------ Provided records ------
PR #2288, opened 2023-03-24
[Fix] Filter out the LDAP entries which do not have a DN

### LINKED ISSUE #2279: [v1.0.0b] - LDAP Not functional with AD on current nightly (3/23/2023)
### First Check

As of latest nightly with changes to the LDAP_USER_FILTER I am seeing the new error that there are multiple users coming back.

```
ERROR: 23-Mar-23 15:33:54 [LDAP] Multiple users found with the provided user filter
```

When using the same filters via `Get-ADUser -LDAPFilter 'expression'` in powershell I am only sing a single result.

I would expect that if there where multiple responses it would at least take the first response in the set and attempt a bind to that.

It is also unclear if this was a breaking change to how this field worked before merging https://github.com/hay-kot/mealie/pull/2199 based on the discussion here https://github.com/hay-kot/mealie/issues/2228

### Deployment

Other

### Deployment Details

Kubernetes using containerd on linux.

Application works flawlessly outside of raised issue and worked for a few weeks before pulling latest nightly.

cmintey:
## What type of PR is this?

- fix

- Filter the entries returned from the LDAP search to those which have a non-null DN. This addresses the issues faced with Active Directory returning forest results
- Sets `OPT_REFERRALS` on the connection object instead of the global object as per [this post](https://stackoverflow.com/questions/140439/authenticating-against-active-directory-using-python-ldap)
- Add some debug logging to help with, well, debugging

fixes #2279

## Release Notes

```release-note
NONE
```

### DIFF
--- a/mealie/core/security/security.py
+++ b/mealie/core/security/security.py
@@ -59,8 +59,8 @@ def user_from_ldap(db: AllRepositories, username: str, password: str) -> Private
     if settings.LDAP_TLS_INSECURE:
         ldap.set_option(ldap.OPT_X_TLS_REQUIRE_CERT, ldap.OPT_X_TLS_NEVER)
 
-    ldap.set_option(ldap.OPT_PROTOCOL_VERSION, 3)
     conn = ldap.initialize(settings.LDAP_SERVER_URL)
+    conn.set_option(ldap.OPT_PROTOCOL_VERSION, 3)
     conn.set_option(ldap.OPT_REFERRALS, 0)
 
     if settings.LDAP_TLS_CACERTFILE:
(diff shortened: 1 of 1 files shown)


mealie/core/security/security.py
```diff
@@ -111,16 +112,18 @@ def user_from_ldap(db: AllRepositories, username: str, password: str) -> Private
         return False
 
     if len(user_entry) > 1:
-        conn.unbind_s()
-        logger.error("[LDAP] Multiple users found with the provided user filter")
-        return False
+        logger.warning("[LDAP] Multiple users found with the provided user filter. Using the first one")
+        logger.debug(f"[LDAP] The following users were returned: {user_entry}")
 
     user_dn, user_attr = user_entry[0]
```
LargoUsagi, line 123: Intead of just using the first result every time, I would suggest something along these lines.

```python
    if len(user_entry) > 1:
        logger.warning("[LDAP] Multiple users found with the provided user filter")

        has_id_att = False
        for entry in user_entry:
            dn, attr = entry
            if LDAP_ID_ATTRIBUTE in attr:
                has_id_att = True
                user_dn, user_attr = user_entry[0]
                logger.debug(f"[LDAP] The following users has id attribute: {entry}")
                break

        if not has_id_att:
            logger.error("[LDAP] Multiple users found with the provided attribute id")
            return False
    else:
        user_dn, user_attr = user_entry[0]
```

This should add a level of safety around MS changing the order of the responses in future versions of AD.

LargoUsagi (dismissed):
Overall this will work and looks good, the code snippet I supplied could be tested and improve the solution.

mealie/core/security/security.py
cmintey: I see what you're saying. Another alternative I present, we can just filter out the `user_entry` by `user_dn not None`. Because ultimately, I need the `user_dn` for the bind. So something like this could do the trick

```py
    # we only want the entries that have a dn
    user_entry = [(dn, attr) for dn, attr in user_entry if dn]

    if len(user_entry) > 1:
        logger.warning("[LDAP] Multiple users found with the provided user filter")
        logger.debug(f"[LDAP] The following entries were returned: {user_entry}")
        conn.unbind_s()
        return False;
```

LargoUsagi: That is a bit more eloquent and would filter out the AD forests as they do not have a user_dn and then grabbing the first result after filtering would suffice safely.

LargoUsagi:
Does the pipeline automatically push a new container image after each PR is merged?

If so I will test this once its accepted into the main branch.

michael-genson:
> Does the pipeline automatically push a new container image after each PR is merged?

Yes, new PRs (after being merged) will trigger a new nightly build automatically. It usually takes a few hours after merge (if you're in the Mealie Discord there is a notification in the "nightly" channel)

LargoUsagi (approved):
LGTM and resolves the feedback from the earlier commits.

LargoUsagi (approved):
Tested changes against my AD server and new code works as expected.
------
— Task to carry out —
Repeat every entry exactly. Nothing may be dropped.

— Answer section —
PR #2288, opened 2023-03-24
[Fix] Filter out the LDAP entries which do not have a DN

### LINKED ISSUE #2279: [v1.0.0b] - LDAP Not functional with AD on current nightly (3/23/2023)
### First Check

As of latest nightly with changes to the LDAP_USER_FILTER I am seeing the new error that there are multiple users coming back.

```
ERROR: 23-Mar-23 15:33:54 [LDAP] Multiple users found with the provided user filter
```

When using the same filters via `Get-ADUser -LDAPFilter 'expression'` in powershell I am only sing a single result.

I would expect that if there where multiple responses it would at least take the first response in the set and attempt a bind to that.

It is also unclear if this was a breaking change to how this field worked before merging https://github.com/hay-kot/mealie/pull/2199 based on the discussion here https://github.com/hay-kot/mealie/issues/2228

### Deployment

Other

### Deployment Details

Kubernetes using containerd on linux.

Application works flawlessly outside of raised issue and worked for a few weeks before pulling latest nightly.

cmintey:
## What type of PR is this?

- fix

- Filter the entries returned from the LDAP search to those which have a non-null DN. This addresses the issues faced with Active Directory returning forest results
- Sets `OPT_REFERRALS` on the connection object instead of the global object as per [this post](https://stackoverflow.com/questions/140439/authenticating-against-active-directory-using-python-ldap)
- Add some debug logging to help with, well, debugging

fixes #2279

## Release Notes

```release-note
NONE
```

### DIFF
--- a/mealie/core/security/security.py
+++ b/mealie/core/security/security.py
@@ -59,8 +59,8 @@ def user_from_ldap(db: AllRepositories, username: str, password: str) -> Private
     if settings.LDAP_TLS_INSECURE:
         ldap.set_option(ldap.OPT_X_TLS_REQUIRE_CERT, ldap.OPT_X_TLS_NEVER)
 
-    ldap.set_option(ldap.OPT_PROTOCOL_VERSION, 3)
     conn = ldap.initialize(settings.LDAP_SERVER_URL)
+    conn.set_option(ldap.OPT_PROTOCOL_VERSION, 3)
     conn.set_option(ldap.OPT_REFERRALS, 0)
 
     if settings.LDAP_TLS_CACERTFILE:
(diff shortened: 1 of 1 files shown)


mealie/core/security/security.py
```diff
@@ -111,16 +112,18 @@ def user_from_ldap(db: AllRepositories, username: str, password: str) -> Private
         return False
 
     if len(user_entry) > 1:
-        conn.unbind_s()
-        logger.error("[LDAP] Multiple users found with the provided user filter")
-        return False
+        logger.warning("[LDAP] Multiple users found with the provided user filter. Using the first one")
+        logger.debug(f"[LDAP] The following users were returned: {user_entry}")
 
     user_dn, user_attr = user_entry[0]
```
LargoUsagi, line 123: Intead of just using the first result every time, I would suggest something along these lines.

```python
    if len(user_entry) > 1:
        logger.warning("[LDAP] Multiple users found with the provided user filter")

        has_id_att = False
        for entry in user_entry:
            dn, attr = entry
            if LDAP_ID_ATTRIBUTE in attr:
                has_id_att = True
                user_dn, user_attr = user_entry[0]
                logger.debug(f"[LDAP] The following users has id attribute: {entry}")
                break

        if not has_id_att:
            logger.error("[LDAP] Multiple users found with the provided attribute id")
            return False
    else:
        user_dn, user_attr = user_entry[0]
```

This should add a level of safety around MS changing the order of the responses in future versions of AD.

LargoUsagi (dismissed):
Overall this will work and looks good, the code snippet I supplied could be tested and improve the solution.

mealie/core/security/security.py
cmintey: I see what you're saying. Another alternative I present, we can just filter out the `user_entry` by `user_dn not None`. Because ultimately, I need the `user_dn` for the bind. So something like this could do the trick

```py
    # we only want the entries that have a dn
    user_entry = [(dn, attr) for dn, attr in user_entry if dn]

    if len(user_entry) > 1:
        logger.warning("[LDAP] Multiple users found with the provided user filter")
        logger.debug(f"[LDAP] The following entries were returned: {user_entry}")
        conn.unbind_s()
        return False;
```

LargoUsagi: That is a bit more eloquent and would filter out the AD forests as they do not have a user_dn and then grabbing the first result after filtering would suffice safely.

LargoUsagi:
Does the pipeline automatically push a new container image after each PR is merged?

If so I will test this once its accepted into the main branch.

michael-genson:
> Does the pipeline automatically push a new container image after each PR is merged?

Yes, new PRs (after being merged) will trigger a new nightly build automatically. It usually takes a few hours after merge (if you're in the Mealie Discord there is a notification in the "nightly" channel)

LargoUsagi (approved):
LGTM and resolves the feedback from the earlier commits.

LargoUsagi (approved):
Tested changes against my AD server and new code works as expected.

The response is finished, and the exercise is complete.